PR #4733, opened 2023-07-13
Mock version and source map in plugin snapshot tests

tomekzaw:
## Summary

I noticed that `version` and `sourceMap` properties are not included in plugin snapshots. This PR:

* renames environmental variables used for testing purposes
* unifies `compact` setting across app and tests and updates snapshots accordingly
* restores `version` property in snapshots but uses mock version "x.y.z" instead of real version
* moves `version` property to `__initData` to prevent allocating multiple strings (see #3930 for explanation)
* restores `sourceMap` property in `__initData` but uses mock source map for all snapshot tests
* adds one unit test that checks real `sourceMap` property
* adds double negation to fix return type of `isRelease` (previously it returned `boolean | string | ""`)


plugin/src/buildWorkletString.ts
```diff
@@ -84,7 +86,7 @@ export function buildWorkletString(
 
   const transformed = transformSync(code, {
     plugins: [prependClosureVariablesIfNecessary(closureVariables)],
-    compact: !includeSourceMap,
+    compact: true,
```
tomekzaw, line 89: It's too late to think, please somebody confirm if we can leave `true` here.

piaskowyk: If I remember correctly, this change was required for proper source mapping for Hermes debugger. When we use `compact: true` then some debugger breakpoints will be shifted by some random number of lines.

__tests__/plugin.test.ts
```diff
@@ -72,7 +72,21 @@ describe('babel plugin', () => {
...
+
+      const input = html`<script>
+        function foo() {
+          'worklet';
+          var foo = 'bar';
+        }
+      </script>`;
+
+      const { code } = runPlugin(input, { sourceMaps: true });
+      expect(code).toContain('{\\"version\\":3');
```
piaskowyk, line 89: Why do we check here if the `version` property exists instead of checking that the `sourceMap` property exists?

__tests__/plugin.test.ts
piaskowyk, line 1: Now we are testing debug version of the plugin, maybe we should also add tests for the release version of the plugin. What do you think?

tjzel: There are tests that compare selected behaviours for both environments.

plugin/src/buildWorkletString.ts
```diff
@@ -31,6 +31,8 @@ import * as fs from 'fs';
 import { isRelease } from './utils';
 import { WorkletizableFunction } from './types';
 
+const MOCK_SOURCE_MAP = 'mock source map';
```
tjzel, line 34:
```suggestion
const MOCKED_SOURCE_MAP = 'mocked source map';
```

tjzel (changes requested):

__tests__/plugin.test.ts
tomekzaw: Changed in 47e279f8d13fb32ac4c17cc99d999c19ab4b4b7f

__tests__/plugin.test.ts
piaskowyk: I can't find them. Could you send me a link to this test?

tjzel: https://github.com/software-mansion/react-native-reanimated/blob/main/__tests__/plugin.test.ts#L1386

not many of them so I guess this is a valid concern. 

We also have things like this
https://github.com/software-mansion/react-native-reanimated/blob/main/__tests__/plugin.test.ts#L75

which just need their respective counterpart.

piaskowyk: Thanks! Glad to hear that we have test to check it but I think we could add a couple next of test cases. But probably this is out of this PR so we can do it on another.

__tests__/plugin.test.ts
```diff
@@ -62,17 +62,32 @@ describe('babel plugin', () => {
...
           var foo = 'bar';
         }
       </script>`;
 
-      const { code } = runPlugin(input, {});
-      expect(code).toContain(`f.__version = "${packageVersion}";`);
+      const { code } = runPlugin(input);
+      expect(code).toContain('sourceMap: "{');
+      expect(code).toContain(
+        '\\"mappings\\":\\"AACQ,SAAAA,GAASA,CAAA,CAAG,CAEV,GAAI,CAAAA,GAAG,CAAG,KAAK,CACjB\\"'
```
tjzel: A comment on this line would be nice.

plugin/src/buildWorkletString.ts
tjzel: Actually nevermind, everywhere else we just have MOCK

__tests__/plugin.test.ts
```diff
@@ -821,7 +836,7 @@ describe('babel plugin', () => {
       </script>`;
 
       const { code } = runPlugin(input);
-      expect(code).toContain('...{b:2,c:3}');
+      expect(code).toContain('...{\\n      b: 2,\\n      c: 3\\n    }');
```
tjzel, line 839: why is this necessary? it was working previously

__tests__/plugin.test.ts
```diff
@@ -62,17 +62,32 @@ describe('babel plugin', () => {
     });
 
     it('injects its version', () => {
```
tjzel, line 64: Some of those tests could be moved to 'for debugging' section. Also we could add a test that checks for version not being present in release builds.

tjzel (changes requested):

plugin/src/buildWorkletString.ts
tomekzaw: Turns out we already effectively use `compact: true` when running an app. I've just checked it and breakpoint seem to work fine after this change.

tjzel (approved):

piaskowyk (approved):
┄┄┄┄┄┄
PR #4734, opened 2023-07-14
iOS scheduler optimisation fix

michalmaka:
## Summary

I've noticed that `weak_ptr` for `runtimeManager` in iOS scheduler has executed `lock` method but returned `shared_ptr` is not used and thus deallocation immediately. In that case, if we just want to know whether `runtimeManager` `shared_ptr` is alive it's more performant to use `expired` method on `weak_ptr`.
┄┄┄┄┄┄
• **Problem requirements**
Search the data above for the word "instead" and show every line that has it.

• **Answer box**
* restores `version` property in snapshots but uses mock version "x.y.z" instead of real version
piaskowyk, line 89: Why do we check here if the `version` property exists instead of checking that the `sourceMap` property exists?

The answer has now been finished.